# I've been thinking about asking someone out but...



## marksaysay (Oct 15, 2010)

I don't think I should. The girl I'm speaking of goes to my church, is a beautiful girl, and is the cousin of a girl I once had a crush on. Although I never dated her cousin, we did share a few conversations via text, Facebook, etc. I just think it's kinda weird. Thoughts anyone?


----------



## tech-novelist (May 15, 2014)

I don't see any problem. What exactly is bothering you?


----------



## rzmpf (Mar 11, 2016)

marksaysay said:


> I don't think I should. The girl I'm speaking of goes to my church, is a beautiful girl, and is the cousin of a girl I once had a crush on. Although I never dated her cousin, we did share a few conversations via text, Facebook, etc. I just think it's kinda weird. Thoughts anyone?


Weirder things have happened.

You just talked to the cousin, so what. I guess you have talked to many cousins of many women unknown to you who could be potential dates in the future.

Or don't you want to cross paths with your old crush, which would be a possibility when dating her cousin. But if you did not even date your crush, who cares? (except you apparently??)


----------



## 225985 (Dec 29, 2015)

go for it. coffee after church?


----------



## BioFury (Jul 9, 2015)

I don't see anything weird about it. Unless you're a weirdo or a creep.


----------



## Ynot (Aug 26, 2014)

Not to be harsh, but if you have concerns about something like this,, you have bigger fish to fry first. Ask the girl out and stop making excuses. What is the worst that can happen? She says no? So what, there are plenty more where she came from.


----------



## Bananapeel (May 4, 2015)

If you are interested in a girl it's a far better strategy to ask her out and risk her declining your invitation than to waste time wondering whether you should or shouldn't. Think about it this way, if she's interested you win. If she's not interested then you don't have to invest any time or energy in wondering and are free to move onto the next one. Being direct is really a win-win situation.


----------



## marksaysay (Oct 15, 2010)

So I asked and she said yes. BUT then we talked and I found out she doesn't have a job. I kinda lost interest...lol. But what can one date hurt, right?


----------



## chillymorn (Aug 11, 2010)

marksaysay said:


> So I asked and she said yes. BUT then we talked and I found out she doesn't have a job. I kinda lost interest...lol. But what can one date hurt, right?

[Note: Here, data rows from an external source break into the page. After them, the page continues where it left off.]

PR #1059, opened 2021-05-16
RFC: add "merge" functionality

phryneas:
This might be useful in "streaming data" scenarios where a `.refresh` call should not remove old data, but rather just merge current values into the existing dataset, e.g. as a "re-sync".

Not 100% sure about the usefulness though, hence the "RFC" in the title.

### DIFF
--- a/packages/toolkit/src/query/core/buildSlice.ts
+++ b/packages/toolkit/src/query/core/buildSlice.ts
@@ -27,6 +27,7 @@ import { calculateProvidedByThunk } from './buildThunks'
 import type {
   AssertTagTypes,
   EndpointDefinitions,
+  QueryDefinition,
 } from '../endpointDefinitions'
 import type { Patch } from 'immer'
 import { applyPatches } from 'immer'
@@ -156,11 +157,16 @@ export function buildSlice({
             meta.arg.queryCacheKey,
             (substate) => {
               if (substate.requestId !== meta.requestId) return
+              const { merge = (x: any) => x } = definitions[
+                meta.arg.endpointName
+              ] as QueryDefinition<any, any, any, any>
               substate.status = QueryStatus.fulfilled
+              let newData = merge(payload, substate.data)
+
               substate.data =
                 definitions[meta.arg.endpointName].structuralSharing ?? true
-                  ? copyWithStructuralSharing(substate.data, payload)
-                  : payload
+                  ? copyWithStructuralSharing(substate.data, newData)
+                  : newData
               delete substate.error
               substate.fulfilledTimeStamp = meta.fulfilledTimeStamp
             }
--- a/packages/toolkit/src/query/core/buildSlice.ts
+++ b/packages/toolkit/src/query/core/buildSlice.ts
@@ -6,6 +6,7 @@ import {
   isAnyOf,
   isFulfilled,
   isRejectedWithValue,
+  createNextState,
 } from '@reduxjs/toolkit'
 import type {
   CombinedState as CombinedQueryState,
@@ -157,16 +158,37 @@ export function buildSlice({
             meta.arg.queryCacheKey,
             (substate) => {
               if (substate.requestId !== meta.requestId) return
-              const { merge = (x: any) => x } = definitions[
+              const { merge } = definitions[
                 meta.arg.endpointName
               ] as QueryDefinition<any, any, any, any>
               substate.status = QueryStatus.fulfilled
-              let newData = merge(payload, substate.data)
 
-              substate.data =
-                definitions[meta.arg.endpointName].structuralSharing ?? true
-                  ? copyWithStructuralSharing(substate.data, newData)
-                  : newData
+              if (merge) {
+                if (substate.data !== undefined) {
+                  // There's existing cache data. Let the user merge it in themselves.
+                  // We're already inside an Immer-powered reducer, and the user could just mutate `substate.data`
+                  // themselves inside of `merge()`. But, they might also want to return a new value.
+                  // Try to let Immer figure that part out, save the result, and assign it to `substate.data`.
+                  let newData = createNextState(
+                    substate.data,
+                    (draftSubstateData) => {
+                      // As usual with Immer, you can mutate _or_ return inside here, but not both
+                      return merge(draftSubstateData, payload)
+                    }
+                  )
+                  substate.data = newData
+                } else {
+                  // Presumably a fresh request. Just cache the response data.
+                  substate.data = payload
+                }
+              } else {
+                // Assign or safely update the cache data.
+                substate.data =
+                  definitions[meta.arg.endpointName].structuralSharing ?? true
+                    ? copyWithStructuralSharing(substate.data, payload)
+                    : payload
+              }
+
               delete substate.error
               substate.fulfilledTimeStamp = meta.fulfilledTimeStamp
             }
--- a/packages/toolkit/src/query/endpointDefinitions.ts
+++ b/packages/toolkit/src/query/endpointDefinitions.ts
@@ -275,6 +275,18 @@ export interface QueryExtraOptions<
   invalidatesTags?: never
 
   serializeQueryArgs?: SerializeQueryArgs<any>
+
+  /**
+   * Can be provided to merge the current cache value into the new cache value.
+   *
+   * Useful if you don't want a new request to completely override the current cache value,
+   * maybe because you have manually updated it from another source and don't want those
+   * updates to get lost.
+   */
+  merge?(
+    newCacheValue: ResultType,
+    currentCacheValue: ResultType | undefined
+  ): ResultType
 }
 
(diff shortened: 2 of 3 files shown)


aldreth:
@phryneas This is what I came to github to ask about! I currently use a thunk to merge new data into state & can't see a way of replicating that with RTK Query.

phryneas:
@aldreth Currently I'm at the point of "almost all usecases I can think of go against the idea of RTKQ itself and would probably be more dangerous that useful for almost everyone". But with enough good use cases I might change my mind. Can you elaborate a bit on your usecase?

aldreth:
@phryneas I am basically showing a list of events. The API, which I don't control, drops doesn't return today's events. I save the redux state into local storage, so if a user has previously visited the site I can merge new events into state and still show events for today.
I can see that it's an edge case - the right thing to do would be to update the API, but it's an local government thing, so I have no control over it.

phryneas:
In that case I'd recommed to use an `extraReducer` in a slice you have control over to save that data to the side. You should not persist an RTKQ cache slice.

ryota-murakami:
Is this will become default strategy of refetch()?
Actually common use case doe't affect this change i think.

phryneas:
@ryota-murakami no, this will not be the default - the default will still be replacing the last result. 
This will be an edge case feature that should be used with extreme care - for example in an endless scrolling situation it could easily lead to memory leaks if the user does not clean up old entries. The cache entry would just grow and grow.

Even for endless scrolling, it would still be advisable for almost all situations to use multiple `useQuery` hook calls, as that way RTK-Q can do the cleanup.

ryota-murakami:
@phryneas Thanks, that's make sense!

markerikson:
Here's an example of where this might be useful, from Replay's codebase, along with the possibility of customizing cache key generation.

Replay stores info on "source actors". I'm still kinda hazy on the difference between a "source" and a "source actor", but we have a reducer that stores an entry per "source actor" along with its async request status, and that entry has a few different fields, including details on "breakable lines" and "hit counts per line":

https://github.com/replayio/devtools/blob/61525ea3f097926435d6d03f94a7c9895cca71a8/src/devtools/client/debugger/src/reducers/source-actors.ts#L30-L44

We fetch the basic data up front, and then fill in more of that detail later based on user interactions (hovering over a line number fetches hit counts, etc).

The current fetching logic is really ugly and uses an internal abstraction called a "memoizableAction":

https://github.com/replayio/devtools/blob/61525ea3f097926435d6d03f94a7c9895cca71a8/src/devtools/client/debugger/src/actions/source-actors.ts#L85-L119

and the corresponding reducer logic then has to figure out:

- Do we have an entry for this ID?
- what's its status?
- okay, now use an "update resource" util to find that item and update these couple fields, including merging the hit counts data into an existing array:

https://github.com/replayio/devtools/blob/61525ea3f097926435d6d03f94a7c9895cca71a8/src/devtools/client/debugger/src/reducers/source-actors.ts#L195-L228

```ts
function updateBreakpointHitCounts(
  state: SourceActorsState,
  action: SetSourceActorBreakpointHitCountsAction
) {
  // @ts-ignore start/done mismatch
  const value = asyncActionAsValue<SetSourceActorBreakpointHitCountsAction["value"]>(action);
  if (value.state === "pending") {
    return state;
  }

  const { id: sourceId } = action;

  if (!hasResource(state, sourceId)) {
    return state;
  }

  const {
    breakpointHitCountLinesKnown: currentLinesKnown,
    breakpointHitCounts: currentBreakpointHitCounts,
  } = {
    ...state.values[sourceId],
  };

  return updateResources(state, [
    {
      breakpointHitCountLinesKnown: mergeRanges([
        ...(currentLinesKnown || []),
        { max: action.value.max, min: action.value.min },
      ]),
      breakpointHitCounts: [...(currentBreakpointHitCounts || []), ...action.value.hits],
      id: sourceId,
    },
  ]);
}
```

This all _feels_ like code that could potentially be replaced by RTK Query endpoint handling... except that we don't have a way to merge in more data over time.

markerikson:
I've rebased this PR and would like to finalize it. But, I don't think the behavior in this initial implementation is what we'd want.

Right now it's:

```ts
              const { merge = (x: any) => x } = definitions[
                meta.arg.endpointName
              ] as QueryDefinition<any, any, any, any>
              substate.status = QueryStatus.fulfilled
              let newData = merge(payload, substate.data)

              substate.data =
                definitions[meta.arg.endpointName].structuralSharing ?? true
                  ? copyWithStructuralSharing(substate.data, newData)
                  : newData
```

If you're supplying a `merge` option, that means you're now trying to mutate `substate.data`.  which means that at that point `newData` and `structuralSharing` are a moot point, right?

I feel like if you've supplied a `merge` callback, it's now your responsibility to do the update work, and we should make that mutually exclusive with the replacement or structural sharing behavior.

markerikson:
I successfully updated the logic to look like this:

```ts
if (merge) {
  if (substate.data !== undefined) {
    // There's existing cache data. Let the user merge it in themselves.
    // We're already inside an Immer-powered reducer, and the user could just mutate `substate.data`
    // themselves inside of `merge()`. But, they might also want to return a new value.
    // Try to let Immer figure that part out, save the result, and assign it to `substate.data`.
    let newData = createNextState(
      substate.data,
      (draftSubstateData) => {
        // As usual with Immer, you can mutate _or_ return inside here, but not both
        return merge(draftSubstateData, payload)
      }
    )
    substate.data = newData
  } else {
    // Presumably a fresh request. Just cache the response data.
    substate.data = payload
  }
} else {
  // Assign or safely update the cache data.
  substate.data =
    definitions[meta.arg.endpointName].structuralSharing ?? true
      ? copyWithStructuralSharing(substate.data, payload)
      : payload
}
```

and added a couple tests.

This looks pretty good to me.

packages/toolkit/src/query/core/buildSlice.ts
```diff
@@ -156,11 +158,37 @@ export function buildSlice({
...
-                  ? copyWithStructuralSharing(substate.data, payload)
-                  : payload
+
+              if (merge) {
+                if (substate.data !== undefined) {
+                  // There's existing cache data. Let the user merge it in themselves.
+                  // We're already inside an Immer-powered reducer, and the user could just mutate `substate.data`
+                  // themselves inside of `merge()`. But, they might also want to return a new value.
+                  // Try to let Immer figure that part out, save the result, and assign it to `substate.data`.
+                  let newData = createNextState(
```
phryneas, line 172: The nested `createNextState` is not causing any problems? I do remember *something* vaguely that this had caused problems in the past.

packages/toolkit/src/query/core/buildSlice.ts
```diff
@@ -156,11 +158,37 @@ export function buildSlice({
...
+                    substate.data,
+                    (draftSubstateData) => {
+                      // As usual with Immer, you can mutate _or_ return inside here, but not both
```
phryneas, line 175: unnecessary `return` if you omit the method body. I don't know if minifiers would eliminate that, but why take the chance they don't? :)

packages/toolkit/src/query/core/buildSlice.ts
```diff
@@ -156,11 +158,37 @@ export function buildSlice({
...
+                      return merge(draftSubstateData, payload)
+                    }
+                  )
+                  substate.data = newData
+                } else {
```
phryneas, line 180: this case could be skipped if you test for `substate.data` up there together with the `if (merge) {` - the fallthrough to `copyWithStructuralSharing` would be totally fine

packages/toolkit/src/query/endpointDefinitions.ts
```diff
@@ -275,6 +275,25 @@ export interface QueryExtraOptions<
   invalidatesTags?: never
 
   serializeQueryArgs?: SerializeQueryArgs<any>
+
+  /**
+   * Can be provided to merge the current cache value into the new cache value.
+   * If supplied, no automatic structural sharing will be applied - it's up to
```
phryneas, line 281: :100: for mentioning this. I hope people read it.

packages/toolkit/src/query/tests/buildSlice.test.ts
```diff
@@ -29,6 +29,10 @@ const authSlice = createSlice({
 
 const storeRef = setupApiStore(api, { auth: authSlice.reducer })
 
+function delay(ms: number) {
```
phryneas, line 32: see `waitForFakeTimer` from `helpers.ts`

packages/toolkit/src/query/core/buildSlice.ts
markerikson: Yeah, Immer had some issues with nested drafts in earlier versions. That behavior has been made more consistent now.  I did some testing here with both mutate and return to make sure they work, and also confirmed it throws if you mutate + return.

on your first date ask why she doesn't have a job? she might have a good reason. or she might be a princess who expects never to have to work.


----------



## marksaysay (Oct 15, 2010)

chillymorn said:


> on your first date ask why she doesn't have a job? she might have a good reason. or she might be a princess who expects never to have to work.

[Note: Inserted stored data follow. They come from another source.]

PR #1688, opened 2021-11-04
Update Yarn from 2.4 to 3.1

markerikson:
This PR:

- Updates Yarn to v3.1

This appears to resolve the typetest failures we were seeing in the 1.7 integration branch, which were apparently happening because Yarn v2 doesn't want to install a local package tarball correctly if the version name has a `-` in it, like `1.7.0-beta.0`.  As a result, the typetests get run against an older actual install (like the real 1.6.2).  Yarn v3 does correctly install the local package.

Research from that:

https://github.com/reduxjs/redux-toolkit/pull/1687#issuecomment-960447941

If the docs builds fail here, they should probably succeed after clearing the cache and rebuilding.


phryneas:
Absolutely in favor of this!

FWIW, the size build step is probably just failing because the previous build step was failing - nothing to worry about there.

markerikson:
Okay, if you're cool with this, I'll go ahead and merge to `master`, and you can pull it over to `1.7-integration`.

PR #1693, opened 2021-11-05
bug fixes PR 1680

grumpyTofu:
#1680

### DIFF
--- a/packages/rtk-query-codegen-openapi/package.json
+++ b/packages/rtk-query-codegen-openapi/package.json
@@ -1,5 +1,5 @@
 {
-  "name": "@rtk-query/codgen-openapi",
+  "name": "@rtk-query/codegen-openapi",
   "version": "1.0.0-alpha.1",
   "main": "lib/index.js",
   "types": "lib/index.d.ts",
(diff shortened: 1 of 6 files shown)


phryneas:
Thanks for all the testing!

As for the variable name problem:

I'd prefer to keep the behaviour as it is, but fixing the bug with the rename-on-export.

When we keep the names predictable within the file, we can't run into weird naming conflicts.

That way the import and export could for example have the same name without any problem.

So, the idea would be

```js

import { importName as api } from './importFile'

const injectedRtkApi = api.injectEndpoints({ ... })

export { injectedRtkApi as exportName }

export { useMyQuery } = injectedRtkApi

```

packages/rtk-query-codegen-openapi/package.json
```diff
@@ -1,5 +1,5 @@
 {
-  "name": "@rtk-query/codgen-openapi",
```
phryneas, line 2: Good catch! That would have been weird :rofl:

grumpyTofu:
@phryneas Good call, I didn't even think about someone specifying them as the exact same name in their config, but now that you mention it, I could see that happening.

phryneas:
thanks a lot!

PR #1699, opened 2021-11-06
fetchBaseQuery: return `null`on empty body for JSON. Add DevWarnings.

phryneas:
Just something I wanted to do for a while.

### DIFF
--- a/packages/toolkit/src/query/fetchBaseQuery.ts
+++ b/packages/toolkit/src/query/fetchBaseQuery.ts
@@ -54,7 +54,7 @@ const handleResponse = async (
 
   if (responseHandler === 'json') {
     const text = await response.text()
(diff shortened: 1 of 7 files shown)


packages/toolkit/src/query/fetchBaseQuery.ts
```diff
@@ -54,7 +54,7 @@ const handleResponse = async (
 
   if (responseHandler === 'json') {
     const text = await response.text()
-    return text.length ? JSON.parse(text) : undefined
+    return text.length ? JSON.parse(text) : null
```
phryneas, line 57: Note that this is a almost-breaking change, but a very minor one.

It is necessary as we cannot serialize `undefined` when transferring data from server to client in SSR scenarios.

PR #1703, opened 2021-11-07
fix: use correct working directory for CLI test

Lokaltog:
I had some time to investigate this issue, and I think I found the root cause (and a fix). Test actions run successfully both locally and on actions: https://github.com/Lokaltog/redux-toolkit/runs/4130398633

    GitHub actions override the working directory in tests, which causes
    `path.resolve` to point to nonexisting files. There are some mentions of
    similar issues on SO.
    
    This fix resolves paths from `process.env.PWD` which points to the
    process working directory which is set correctly both on local runs and
    GitHub actions.

Update: The pipeline is still failing, but the issue appears unrelated to this PR. I'm unable to reproduce the build issue locally, and from the logs it appears related to the GraphQL generator.


phryneas:
Thank you so much! 
I really had no idea what was causing this and was getting desperate.

PR #1706, opened 2021-11-07
Update action listener middleware to cover additional use cases

markerikson:
This PR updates the action listener middleware based on the changes proposed in https://github.com/reduxjs/redux-toolkit/discussions/1648#discussioncomment-1599805 :

- Removes the `type: "module"` line from the listener middleware `package.json` file to avoid unwanted ESM handling
- Sets up Jest+TS testing
- Copies the test file from #547 
- Adds additional tests for the `matcher` and `actionPredicate` listener overloads
- Rewrites the internals to track all listeners in a `Map<idString, ListenerEntry>`
- Removes the `stopPropagation` method
- Renames the `When` values to `'beforeReducer'` and `'afterReducer'`, and adds an additional `'both'` value
- Wraps listeners in a `try/catch` to handle errors
- Hacks in runtime support for an `extra` value ala thunks, but without good typing
- Adds a `getOriginalState` method that captures the state before the action was dispatched
- Tries and fails to get thunk-typed dispatching working
- Adds a `condition` method to enable long-running async workflows, based on https://docs.temporal.io/docs/typescript/workflows/#condition

For any review, please focus on actual code per intent - let's save the bikeshedding for the discussion thread after I get an updated alpha release out :)

### DIFF
--- a/.github/workflows/listenerTests.yml
+++ b/.github/workflows/listenerTests.yml
@@ -1,0 +1,31 @@
+name: CI
+on: [push, pull_request]
+
+jobs:
+  build:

Since we've been going to church together for a while, I know quite a bit about her but the job thing I didn't know. I'll find out and proceed with caution...lol


----------



## jb02157 (Apr 16, 2014)

I see no issues so far. At this point you seem to be your own worst enemy.


----------



## Bananapeel (May 4, 2015)

marksaysay said:


> So I asked and she said yes. BUT then we talked and I found out she doesn't have a job.

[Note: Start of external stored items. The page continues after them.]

PR #1710, opened 2021-11-09
Update usePrefetchImmediately snippet

msutkowski:
I opted to show using `useAppDispatch` here, even though it would be fine to `useDispatch`. I figured being that we're showing types, it's probably worthwhile to encourage it.

I thought about including that if you were to provide `options` that you'd want to memo them, but also feel like that goes beyond this scope.

### DIFF
--- a/docs/rtk-query/usage/prefetching.mdx
+++ b/docs/rtk-query/usage/prefetching.mdx
@@ -89,9 +89,9 @@ export function usePrefetchImmediately<T extends EndpointNames>(
   arg: Parameters<typeof api.endpoints[T]['initiate']>[0],
   options: PrefetchOptions = {}
 ) {
-  const dispatch = useDispatch()
+  const dispatch = useAppDispatch()
   useEffect(() => {
-    dispatch(api.util.prefetch(endpoint, arg, options))
+    dispatch(api.util.prefetch(endpoint, arg as any, options))
   }, [])
 }
 


docs/rtk-query/usage/prefetching.mdx
```diff
@@ -89,10 +89,10 @@ export function usePrefetchImmediately<T extends EndpointNames>(
   arg: Parameters<typeof api.endpoints[T]['initiate']>[0],
   options: PrefetchOptions = {}
 ) {
-  const dispatch = useDispatch()
+  const dispatch = useAppDispatch()
   useEffect(() => {
-    dispatch(api.util.prefetch(endpoint, arg, options))
-  }, [])
+    dispatch(api.util.prefetch(endpoint, arg as any, options))
+  }, [arg, dispatch, endpoint, options])
```
phryneas, line 95: If we add a dependency array here, we will need to keep `arg` and `options` stable. 
Either we add a note to the docs or we export the tools we have in the `query/react` package.

@markerikson what are your thoughts on exposing `useShallowStableValue` and maybe even `useStableQueryArgs` (the latter would need changes to be usable outside of the hooks internals)?

msutkowski: Yea, I had that in the description, but wasn't sure if we need to talk about keeping those things stable as a part of this work or not. 100% agree with exposing `useShallowStableValue` :)

msutkowski: @markerikson Any thoughts here? I can always just revert this back to a dep array of `[]` just so we can get the `arg as any` in.

markerikson: too many other things going on, no thoughts here :)

phryneas: keep it with the `[]` for now and we'll think of the rest for the next release when we have resources?

PR #1711, opened 2021-11-09
Only set originalArgs if they're not undefined

### LINKED ISSUE #1709: RTK Query - Error serializing undefined in getServerSideProps
as @phryneas asked, I reproduced the same error in [this repo](https://github.com/elshanx/rtkq-beta-ssr-error) with pokemon api

the problem occurs when dispatching a thunk in getServerSideProps without an argument like this `store.dispatch(getPokemon.initiate())`

but `store.dispatch(getPokemon.initiate(null))` works just fine

msutkowski:
Fixes #1709. 

I believe we can just skip setting this property in the substate when it's `undefined`. I double-checked all of the invalidation behavior and this appears to be a non-issue. 

For a user that uses `originalArgs`, there is no difference in the check they'd have to use for this anyways?

https://codesandbox.io/s/rtkq-beta-ssr-repro-7q819 - CSB running this build

### DIFF
--- a/packages/toolkit/src/query/core/buildSlice.ts
+++ b/packages/toolkit/src/query/core/buildSlice.ts
@@ -37,7 +37,6 @@ import {
   copyWithStructuralSharing,
 } from '../utils'
 import type { ApiContext } from '../apiTypes'
-import { defaultMemoize } from 'reselect'
 
 function updateQuerySubstateIfExists(
   state: QueryState<any>,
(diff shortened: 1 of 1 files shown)


packages/toolkit/src/query/core/buildSlice.ts
```diff
@@ -37,7 +37,6 @@ import {
   copyWithStructuralSharing,
 } from '../utils'
 import type { ApiContext } from '../apiTypes'
-import { defaultMemoize } from 'reselect'
```
msutkowski, line 40: This was a :zombie: import.

phryneas:
I think this should do just fine. I'll give it another look in the evening just to be double sure.

packages/toolkit/src/query/core/buildSlice.ts
```diff
@@ -145,7 +144,9 @@ export function buildSlice({
           updateQuerySubstateIfExists(draft, arg.queryCacheKey, (substate) => {
             substate.status = QueryStatus.pending
             substate.requestId = meta.requestId
-            substate.originalArgs = arg.originalArgs
+            if (typeof arg.originalArgs !== 'undefined') {
```
phryneas, line 147:
```suggestion
            if (arg.originalArgs !== undefined) {
```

I guess you're not going Dutch then. :grin2:

Seriously though, just go and have a good time.


----------



## marksaysay (Oct 15, 2010)

Bananapeel said:


> I guess you're not going Dutch then. :grin2:
> 
> Seriously though, just go and have a good time.


LOL. That's what I was planning on doing. Who knows? I might even be able to help her.


----------



## MRR (Sep 14, 2015)

marksaysay said:


> LOL. That's what I was planning on doing. Who knows? I might even be able to help her.


help her what...?


----------



## marksaysay (Oct 15, 2010)

MRR said:


> help her what...?


Idk. She's 30 something with no job. Maybe just some encouragement to change her mindset. As I stated earlier, I've known her for years because we attend the same church so I'm pretty familiar with her.


----------



## Wolf1974 (Feb 19, 2014)

Nothing ventured nothing gained. Ask her. Worse case she says no


----------



## Bananapeel (May 4, 2015)

marksaysay said:


> Idk. She's 30 something with no job. Maybe just some encouragement to change her mindset. As I stated earlier, I've known her for years because we attend the same church so I'm pretty familiar with her.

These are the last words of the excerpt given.